Ali M. El-Agraa
Ali M. El-Agraa is Emeritus Professor of International Economic Integration, Fukuoka University, Japan. He was invited to Fukuoka University in 1988 while he was a Visiting Professor with the International University of Japan, on leave from the University of Leeds, which he joined in 1971. He left Sudan in 1964 for England where he became a permanent resident and in 1977 was granted British citizenship. He is married to Diana Latham Moult and has a son and a daughter. He is now back in the UK, living in Greater London.
Education
Ali received his earlier education in the Sudan. In 1959, he obtained Division One in the Sudan School Certificate. In 1961, he took the Intermediate Examinations in the University of Khartoum with Honours in all three subjects. In 1964, he was awarded a BSc Honours, by the University of Khartoum, externally examined by UK universities, including Cambridge, Oxford and The London School of Economics and Political Science.For his postgraduate studies, he went to the University of Leeds, where, in 1967, he obtained an M.A. in Economics with Distinction. After becoming a lecturer in economics at the University of Khartoum in 1967, he returned to the University of Leeds in 1968 to research for his doctorate under the supervision of the late Professor Arthur Joseph Brown, but before finishing his doctorate, the University of Leeds appointed him Lecturer in Economics in 1971. In 2000, he was awarded a PhD by the University of Leeds for a thesis titled Theoretical and Policy Aspects of Protection and International Economic Cooperation. In 2001, he was awarded a higher doctorate by Japan's Kyushu University for his book Regional Integration: Experience, Theory and Measurement, and for his overall academic record.
Academic field
Ali's main academic field is International Economics, with several books on various aspects of the field. Most of his research is on International Economic Integration, with the 9th edition of his 1980 book, The Economics of the European Community, published as a students' text in October 2011 by Cambridge University Press with the title The European Union: Economics and Policies.Academic career
Ali began his academic career in 1964 when he was appointed by the University of Khartoum as a Senior Scholar in Economics, in the Faculty of Economic and Social Studies. He was promoted to Lecturer in Economics in 1967. In 1971, he became Lecturer in Economics with the University of Leeds, School of Economic Studies, which became Leeds University Business School, LUBS. He was promoted in 1981 to Senior Lecturer there, a position he retained until 1993. But before then, he joined Fukuoka University in Japan as the Professor of International Economics and European/American Economies in the Faculty of Commerce, a position he held until retirement on 31 March 2011 as Emeritus Professor of International Economic Integration, in recognition of his contributions to his academic field.Ali has held several visiting academic positions: Visiting Professor' of the Economics of the European Community at the University of York during 1980–81; Visiting Professor during 1997–98. He was also Adjunct Professor of EU Studies'' Kyushu National University, Seinan Gakuin University and Kyushu Sangyo University all in Fukuoka, Japan, for various periods during 1989–2000. He has taught several intensive graduate courses at the Japan International Development Institute, sponsored by the World Bank in Tokyo, Japan in 1986, and Chulalongkorn University, in Bangkok, Thailand, in 2010.

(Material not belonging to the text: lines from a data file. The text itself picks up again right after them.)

PR #292, opened 2021-01-03
New Notebook Examples

cpcgoogle:
Adding three examples of using Spark and BigQuery.


davidrabinowitz (changes requested):
Can you please remove the `.DS_Store` from the commit?

Issue #248, opened 2020-09-30
Writes for Dataframes with more than 10000 partitions fail


davidrabinowitz:
When trying to write dataframes with more than 10000 partitions the load job fails with a  "Too many sources provided: XXXX. Limit is 10000" error. This should be fixed with a better URI provided to the load job.

anton-statutov-booking:
Hello, I just stumbled upon on this problem. Do you know a good workaround?

davidrabinowitz:
Fixed in version 0.18.1

anton-statutov-booking:
Thanks. I've tested it - the fix works.

asiunov:
This solution in https://github.com/GoogleCloudDataproc/spark-bigquery-connector/pull/295 may not work in all cases, e.g. when there are many skipped partitions (because *usually* spark doesn't write empty parts). The easiest workaround is to do `df.coalesce(10000).write...`.

yeshvantbhavnasi:
Even I see the error popping on with latest version of bigquery-connector

PR #295, opened 2021-01-11
Issue #248: reducing the size of the URI list for bq load

davidrabinowitz:


connector/src/main/java/com/google/cloud/bigquery/connector/common/BigQueryUtil.java
```diff
@@ -122,4 +128,45 @@ public static String friendlyTableName(TableId tableId) {
...
+   * @param prefixRegex the regex to catch the part before the file index.
+   * @param suffixRegex the regex to catch the part after the file index.
+   */
+  public static List<String> optimizeLoadUriList(
+      List<String> uris, String prefixRegex, String suffixRegex) {
+    Pattern pattern = Pattern.compile("(" + prefixRegex + "\\d*)\\d\\**(" + suffixRegex + ")");
+    ImmutableList.Builder<String> result = ImmutableList.builder();
+    List<String> workingList = uris;
+    Multimap<String, String> trimmedUriMap = HashMultimap.create();
+    while (!workingList.isEmpty()) {
```
functicons, line 147: Can we introduce a helper method trimUris which would be cleaner?

while (true) {
  trimmedUris = trimUris(currentUris);
  if (trimmedUris.size() == currentUris.size()) {
     // Couldn't reduce further.
    break;
  }
  currentUri = trimmedUril;
}

connector/src/main/java/com/google/cloud/spark/bigquery/SparkBigQueryUtil.java
```diff
@@ -0,0 +1,27 @@
...
+ */
+package com.google.cloud.spark.bigquery;
+
+import com.google.cloud.bigquery.connector.common.BigQueryUtil;
+
+import java.util.List;
+
+/** Spark related utilities */
+public class SparkBigQueryUtil {
+  public static List<String> optimizeLoadUriListForSpark(List<String> uris) {
```
functicons, line 24: Add a comment about this method.

functicons (changes requested):

connector/src/main/java/com/google/cloud/bigquery/connector/common/BigQueryUtil.java
davidrabinowitz: Notice that in case the collection of the mapped URIs contains less than 10 URIs then a wildcard is not being used and they are added to the result list. Moving the entire logic into the helper method would mean to process those several times in case of a large result. I took your advice for cleaning the method and moved the trimming part to another method.

connector/src/test/java/com/google/cloud/spark/bigquery/OptimizeLoadUriListTest.java
```diff
@@ -0,0 +1,107 @@
...
+  private List<String> input;
+  private List<String> expected;
+
+  public OptimizeLoadUriListTest(List<String> input, List<String> expected) {
+    this.input = input;
+    this.expected = expected;
+  }
+
+  @Parameterized.Parameters(name = "{index}: Should get {1}")
+  public static Iterable<Object[]> data() {
```
functicons, line 41: Can we add edge cases for input list of size 0 and 1?

functicons (approved):

connector/src/test/java/com/google/cloud/spark/bigquery/OptimizeLoadUriListTest.java
davidrabinowitz: Added, thanks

Accolades, consultancies and affiliations
Ali was an elected member of The Council of the University of Leeds, during 1980-84 and an invited member of The Senate of the University of Leeds, during 1979–82, when he was the Head of The Office of the University of Leeds Adviser to Overseas Students, now The International Student Office. He was also an elected Member of Council, the University of Leeds, during 1987-90 and an elected Member of Senate, the University of Leeds, during 1983–86.He was External Examiner for Reading University for the Department of Economics and its Graduate School of European and International Studies for the M.A. and MSc degrees in, respectively, Economics and European Integration; he declined invitations to act as such for many UK universities due to his absence in Japan. He was also a member of the Committee of the UK's Economic and Social Research Council, sponsored by the International Economics Study Group during 1972–88.
He has acted as General Consultant for The Anglo-Japanese Economic Institute and Senior International Consultant for The United Nations. He has also been endowed with a Life-time Visiting Professorship by Wuhan University,1990–; and, was awarded The Daeyang Prize for the best article published in 2008 in the Journal of Economic Integration. He is the author of several books in Economics
Major works
Books written
- 1980, Philip Allan, Oxford and St. Martin's Press, New York
- *2011, 9th ed., with invited edited contributions, Cambridge University Press, as
- *Chinese translation published in November 1985.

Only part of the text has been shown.